**EXERCISE DETAILS**: Return the following from the records below: each line, word for word, starting with the line that contains "end to end |" and going on through the line that contains "--- a/StingTools/Commands/Drawing/BatchProduceCommands.cs", with nothing outside that range.

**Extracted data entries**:

* * *

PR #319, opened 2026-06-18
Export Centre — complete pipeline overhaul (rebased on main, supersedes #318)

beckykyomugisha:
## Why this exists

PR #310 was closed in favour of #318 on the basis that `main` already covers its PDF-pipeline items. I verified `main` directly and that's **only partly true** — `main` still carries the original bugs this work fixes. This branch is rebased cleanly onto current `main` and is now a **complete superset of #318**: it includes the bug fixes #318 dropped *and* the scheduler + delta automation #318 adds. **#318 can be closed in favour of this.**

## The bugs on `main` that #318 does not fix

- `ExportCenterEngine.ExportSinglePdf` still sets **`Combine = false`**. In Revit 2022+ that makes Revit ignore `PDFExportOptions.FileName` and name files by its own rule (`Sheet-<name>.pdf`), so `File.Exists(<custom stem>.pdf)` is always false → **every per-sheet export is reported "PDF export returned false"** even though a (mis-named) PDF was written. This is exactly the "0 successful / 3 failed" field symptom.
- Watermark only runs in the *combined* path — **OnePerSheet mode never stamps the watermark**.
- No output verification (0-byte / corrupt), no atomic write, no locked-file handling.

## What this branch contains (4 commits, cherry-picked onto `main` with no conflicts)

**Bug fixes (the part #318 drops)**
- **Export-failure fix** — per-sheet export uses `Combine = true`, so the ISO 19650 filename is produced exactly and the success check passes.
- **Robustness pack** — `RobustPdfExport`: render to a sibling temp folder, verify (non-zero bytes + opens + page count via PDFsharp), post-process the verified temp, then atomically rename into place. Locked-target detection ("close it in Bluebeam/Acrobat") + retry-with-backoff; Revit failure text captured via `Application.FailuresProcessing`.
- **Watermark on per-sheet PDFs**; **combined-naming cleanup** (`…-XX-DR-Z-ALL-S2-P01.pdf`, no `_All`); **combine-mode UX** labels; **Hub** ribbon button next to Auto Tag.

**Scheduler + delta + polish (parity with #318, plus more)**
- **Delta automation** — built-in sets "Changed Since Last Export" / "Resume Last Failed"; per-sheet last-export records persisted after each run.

* * *

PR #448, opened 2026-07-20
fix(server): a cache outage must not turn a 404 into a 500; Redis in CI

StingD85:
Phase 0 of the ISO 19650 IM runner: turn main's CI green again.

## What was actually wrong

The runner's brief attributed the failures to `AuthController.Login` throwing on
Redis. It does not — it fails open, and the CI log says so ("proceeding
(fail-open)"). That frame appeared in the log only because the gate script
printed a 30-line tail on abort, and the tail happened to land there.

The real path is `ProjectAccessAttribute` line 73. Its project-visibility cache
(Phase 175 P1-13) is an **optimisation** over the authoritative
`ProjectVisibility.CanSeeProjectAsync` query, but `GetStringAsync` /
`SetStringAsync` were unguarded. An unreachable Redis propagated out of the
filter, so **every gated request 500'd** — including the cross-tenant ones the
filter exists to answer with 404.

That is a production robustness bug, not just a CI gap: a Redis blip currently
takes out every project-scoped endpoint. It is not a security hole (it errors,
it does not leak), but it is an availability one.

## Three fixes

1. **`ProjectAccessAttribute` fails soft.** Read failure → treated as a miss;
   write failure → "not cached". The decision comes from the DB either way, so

* * *

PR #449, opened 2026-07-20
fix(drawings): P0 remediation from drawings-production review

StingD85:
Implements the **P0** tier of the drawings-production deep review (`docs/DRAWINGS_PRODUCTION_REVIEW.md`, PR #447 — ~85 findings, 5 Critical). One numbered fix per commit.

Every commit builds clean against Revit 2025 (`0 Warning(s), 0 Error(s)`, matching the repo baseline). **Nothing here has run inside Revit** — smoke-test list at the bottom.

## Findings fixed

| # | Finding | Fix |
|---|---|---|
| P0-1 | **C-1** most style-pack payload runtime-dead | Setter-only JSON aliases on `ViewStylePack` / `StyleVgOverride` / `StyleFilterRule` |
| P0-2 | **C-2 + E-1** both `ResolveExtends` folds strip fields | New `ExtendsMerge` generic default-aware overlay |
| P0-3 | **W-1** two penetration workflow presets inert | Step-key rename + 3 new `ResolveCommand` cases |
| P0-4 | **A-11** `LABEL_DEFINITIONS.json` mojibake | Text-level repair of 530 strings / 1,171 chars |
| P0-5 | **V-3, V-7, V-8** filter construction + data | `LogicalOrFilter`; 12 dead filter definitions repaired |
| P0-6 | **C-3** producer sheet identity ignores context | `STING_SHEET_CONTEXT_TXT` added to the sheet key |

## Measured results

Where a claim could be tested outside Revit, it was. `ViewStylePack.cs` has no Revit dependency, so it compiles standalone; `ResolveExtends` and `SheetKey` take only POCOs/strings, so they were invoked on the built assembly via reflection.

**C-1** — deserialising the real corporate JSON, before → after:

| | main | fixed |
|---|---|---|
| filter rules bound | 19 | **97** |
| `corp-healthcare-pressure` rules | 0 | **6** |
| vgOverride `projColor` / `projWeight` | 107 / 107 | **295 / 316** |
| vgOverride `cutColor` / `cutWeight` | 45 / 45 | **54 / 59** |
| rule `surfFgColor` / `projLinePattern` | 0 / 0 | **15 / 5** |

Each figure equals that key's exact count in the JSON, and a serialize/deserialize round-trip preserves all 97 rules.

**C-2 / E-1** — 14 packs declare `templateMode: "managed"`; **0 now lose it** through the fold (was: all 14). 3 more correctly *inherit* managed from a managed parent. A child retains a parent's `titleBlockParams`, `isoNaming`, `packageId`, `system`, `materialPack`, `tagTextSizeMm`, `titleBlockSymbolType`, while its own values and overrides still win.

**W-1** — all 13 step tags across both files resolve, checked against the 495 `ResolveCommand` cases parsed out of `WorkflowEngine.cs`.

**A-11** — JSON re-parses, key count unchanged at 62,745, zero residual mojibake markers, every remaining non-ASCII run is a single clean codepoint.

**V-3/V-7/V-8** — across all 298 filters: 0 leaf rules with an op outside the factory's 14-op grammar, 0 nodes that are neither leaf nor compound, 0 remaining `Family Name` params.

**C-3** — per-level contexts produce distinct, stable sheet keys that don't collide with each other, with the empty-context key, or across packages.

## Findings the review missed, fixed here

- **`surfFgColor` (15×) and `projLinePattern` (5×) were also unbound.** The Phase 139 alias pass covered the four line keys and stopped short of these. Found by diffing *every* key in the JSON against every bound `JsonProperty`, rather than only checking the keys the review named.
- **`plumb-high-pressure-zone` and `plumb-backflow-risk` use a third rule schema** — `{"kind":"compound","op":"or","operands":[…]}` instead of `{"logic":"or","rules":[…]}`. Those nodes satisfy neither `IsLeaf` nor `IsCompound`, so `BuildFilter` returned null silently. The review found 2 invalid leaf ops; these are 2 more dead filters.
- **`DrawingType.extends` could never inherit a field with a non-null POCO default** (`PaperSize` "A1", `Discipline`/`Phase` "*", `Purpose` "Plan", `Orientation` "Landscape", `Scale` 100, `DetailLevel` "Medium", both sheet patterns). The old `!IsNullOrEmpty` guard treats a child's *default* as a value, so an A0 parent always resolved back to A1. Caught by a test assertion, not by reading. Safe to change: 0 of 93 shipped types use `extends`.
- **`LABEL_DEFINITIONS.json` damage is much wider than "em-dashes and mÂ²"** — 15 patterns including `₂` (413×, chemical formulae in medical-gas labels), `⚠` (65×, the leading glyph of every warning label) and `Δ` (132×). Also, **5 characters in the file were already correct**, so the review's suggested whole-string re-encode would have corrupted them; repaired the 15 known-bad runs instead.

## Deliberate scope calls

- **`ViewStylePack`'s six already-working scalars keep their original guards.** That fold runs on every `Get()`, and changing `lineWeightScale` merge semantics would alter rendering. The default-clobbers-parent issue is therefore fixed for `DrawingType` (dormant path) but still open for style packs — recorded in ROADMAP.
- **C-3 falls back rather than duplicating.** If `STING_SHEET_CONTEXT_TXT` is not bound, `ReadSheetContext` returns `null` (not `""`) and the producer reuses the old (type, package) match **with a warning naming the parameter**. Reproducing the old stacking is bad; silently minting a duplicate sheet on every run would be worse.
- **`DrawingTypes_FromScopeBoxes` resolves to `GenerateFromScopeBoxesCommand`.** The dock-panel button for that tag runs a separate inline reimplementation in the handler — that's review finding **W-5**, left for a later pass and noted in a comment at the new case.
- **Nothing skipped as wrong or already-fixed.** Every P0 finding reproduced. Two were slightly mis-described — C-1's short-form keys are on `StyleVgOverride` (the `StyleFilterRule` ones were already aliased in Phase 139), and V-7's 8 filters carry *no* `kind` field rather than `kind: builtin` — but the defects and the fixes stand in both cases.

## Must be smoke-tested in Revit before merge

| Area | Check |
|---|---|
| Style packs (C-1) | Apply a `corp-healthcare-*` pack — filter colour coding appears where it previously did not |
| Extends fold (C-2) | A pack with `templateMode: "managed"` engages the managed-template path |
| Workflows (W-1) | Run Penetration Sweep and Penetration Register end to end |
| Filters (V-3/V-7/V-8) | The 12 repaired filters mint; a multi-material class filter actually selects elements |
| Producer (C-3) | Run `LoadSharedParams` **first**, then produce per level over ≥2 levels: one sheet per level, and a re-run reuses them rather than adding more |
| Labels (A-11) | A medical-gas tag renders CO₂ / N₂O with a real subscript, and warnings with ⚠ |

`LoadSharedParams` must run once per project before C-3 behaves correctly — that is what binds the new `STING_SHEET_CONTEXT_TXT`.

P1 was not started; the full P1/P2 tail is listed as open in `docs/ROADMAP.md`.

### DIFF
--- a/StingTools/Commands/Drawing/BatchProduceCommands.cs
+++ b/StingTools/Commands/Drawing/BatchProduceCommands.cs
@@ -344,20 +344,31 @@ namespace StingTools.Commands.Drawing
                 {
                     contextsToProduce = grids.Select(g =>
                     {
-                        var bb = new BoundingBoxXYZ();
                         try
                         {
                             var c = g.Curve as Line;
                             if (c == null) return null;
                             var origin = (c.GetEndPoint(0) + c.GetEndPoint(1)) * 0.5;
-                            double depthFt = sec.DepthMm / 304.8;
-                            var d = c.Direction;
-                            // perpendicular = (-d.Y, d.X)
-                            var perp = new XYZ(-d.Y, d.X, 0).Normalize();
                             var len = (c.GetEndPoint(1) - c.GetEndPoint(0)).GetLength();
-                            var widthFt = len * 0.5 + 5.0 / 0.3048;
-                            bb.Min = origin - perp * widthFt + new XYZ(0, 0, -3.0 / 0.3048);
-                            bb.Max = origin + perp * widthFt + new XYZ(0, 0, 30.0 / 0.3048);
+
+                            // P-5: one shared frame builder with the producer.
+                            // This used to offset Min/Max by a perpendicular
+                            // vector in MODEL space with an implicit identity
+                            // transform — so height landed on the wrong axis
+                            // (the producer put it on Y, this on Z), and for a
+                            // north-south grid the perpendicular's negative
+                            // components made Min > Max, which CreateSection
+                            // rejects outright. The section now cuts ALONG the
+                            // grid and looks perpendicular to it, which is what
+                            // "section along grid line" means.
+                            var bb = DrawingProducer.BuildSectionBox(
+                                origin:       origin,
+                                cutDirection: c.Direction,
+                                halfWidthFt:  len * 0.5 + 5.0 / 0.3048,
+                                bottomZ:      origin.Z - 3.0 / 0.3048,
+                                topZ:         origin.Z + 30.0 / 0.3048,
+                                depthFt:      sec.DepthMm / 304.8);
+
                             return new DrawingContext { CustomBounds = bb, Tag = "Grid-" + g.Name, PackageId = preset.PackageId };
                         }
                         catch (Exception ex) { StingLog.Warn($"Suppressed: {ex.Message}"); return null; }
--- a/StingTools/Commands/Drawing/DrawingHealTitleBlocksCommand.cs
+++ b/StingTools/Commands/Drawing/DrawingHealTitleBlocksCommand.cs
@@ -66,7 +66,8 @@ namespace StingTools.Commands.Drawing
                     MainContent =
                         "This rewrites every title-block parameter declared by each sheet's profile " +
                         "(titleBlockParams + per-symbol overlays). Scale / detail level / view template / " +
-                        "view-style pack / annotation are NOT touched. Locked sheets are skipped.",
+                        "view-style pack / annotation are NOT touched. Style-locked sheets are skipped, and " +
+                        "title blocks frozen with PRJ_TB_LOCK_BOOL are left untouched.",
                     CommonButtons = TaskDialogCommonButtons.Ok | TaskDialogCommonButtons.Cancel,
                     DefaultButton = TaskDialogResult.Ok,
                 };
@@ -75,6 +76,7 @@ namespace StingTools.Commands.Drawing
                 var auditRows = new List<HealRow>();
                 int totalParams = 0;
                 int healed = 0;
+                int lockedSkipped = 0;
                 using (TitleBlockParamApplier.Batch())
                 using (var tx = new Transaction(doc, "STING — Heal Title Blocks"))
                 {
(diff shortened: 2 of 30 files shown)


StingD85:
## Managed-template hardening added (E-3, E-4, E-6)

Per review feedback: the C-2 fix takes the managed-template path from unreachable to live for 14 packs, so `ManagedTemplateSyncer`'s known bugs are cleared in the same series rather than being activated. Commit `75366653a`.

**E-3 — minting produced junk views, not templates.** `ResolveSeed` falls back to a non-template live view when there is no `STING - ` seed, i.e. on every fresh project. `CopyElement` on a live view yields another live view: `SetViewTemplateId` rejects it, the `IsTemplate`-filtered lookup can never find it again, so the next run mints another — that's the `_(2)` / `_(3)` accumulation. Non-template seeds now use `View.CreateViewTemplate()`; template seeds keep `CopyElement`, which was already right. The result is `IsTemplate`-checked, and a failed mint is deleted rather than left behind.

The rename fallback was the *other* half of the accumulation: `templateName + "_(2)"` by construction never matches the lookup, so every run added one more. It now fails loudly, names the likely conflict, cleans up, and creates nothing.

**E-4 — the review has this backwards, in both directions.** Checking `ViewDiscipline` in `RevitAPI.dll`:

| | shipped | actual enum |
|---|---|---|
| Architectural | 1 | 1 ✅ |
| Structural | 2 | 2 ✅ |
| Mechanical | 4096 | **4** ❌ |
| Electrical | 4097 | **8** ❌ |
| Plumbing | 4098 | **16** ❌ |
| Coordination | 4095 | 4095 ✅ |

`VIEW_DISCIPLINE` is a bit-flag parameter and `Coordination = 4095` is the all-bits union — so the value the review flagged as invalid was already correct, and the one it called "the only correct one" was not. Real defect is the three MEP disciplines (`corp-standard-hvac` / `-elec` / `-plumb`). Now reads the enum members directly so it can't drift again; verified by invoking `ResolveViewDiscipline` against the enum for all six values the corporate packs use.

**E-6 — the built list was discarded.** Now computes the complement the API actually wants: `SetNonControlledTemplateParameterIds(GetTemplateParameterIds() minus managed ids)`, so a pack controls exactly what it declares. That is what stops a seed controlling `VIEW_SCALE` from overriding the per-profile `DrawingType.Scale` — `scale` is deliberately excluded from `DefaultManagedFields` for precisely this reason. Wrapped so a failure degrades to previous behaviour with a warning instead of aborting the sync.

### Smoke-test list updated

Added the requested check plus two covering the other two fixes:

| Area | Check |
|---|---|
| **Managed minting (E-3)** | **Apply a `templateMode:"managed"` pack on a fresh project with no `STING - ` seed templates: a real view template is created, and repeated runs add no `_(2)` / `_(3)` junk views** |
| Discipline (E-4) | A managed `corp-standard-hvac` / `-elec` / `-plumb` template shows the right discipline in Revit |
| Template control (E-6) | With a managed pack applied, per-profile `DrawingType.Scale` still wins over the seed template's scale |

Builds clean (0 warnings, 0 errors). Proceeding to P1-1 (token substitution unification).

* * *

**ANSWER BOX**:
| Workflows (W-1) | Run Penetration Sweep and Penetration Register end to end |
| Filters (V-3/V-7/V-8) | The 12 repaired filters mint; a multi-material class filter actually selects elements |
| Producer (C-3) | Run `LoadSharedParams` **first**, then produce per level over ≥2 levels: one sheet per level, and a re-run reuses them rather than adding more |
| Labels (A-11) | A medical-gas tag renders CO₂ / N₂O with a real subscript, and warnings with ⚠ |

`LoadSharedParams` must run once per project before C-3 behaves correctly — that is what binds the new `STING_SHEET_CONTEXT_TXT`.

P1 was not started; the full P1/P2 tail is listed as open in `docs/ROADMAP.md`.

### DIFF
--- a/StingTools/Commands/Drawing/BatchProduceCommands.cs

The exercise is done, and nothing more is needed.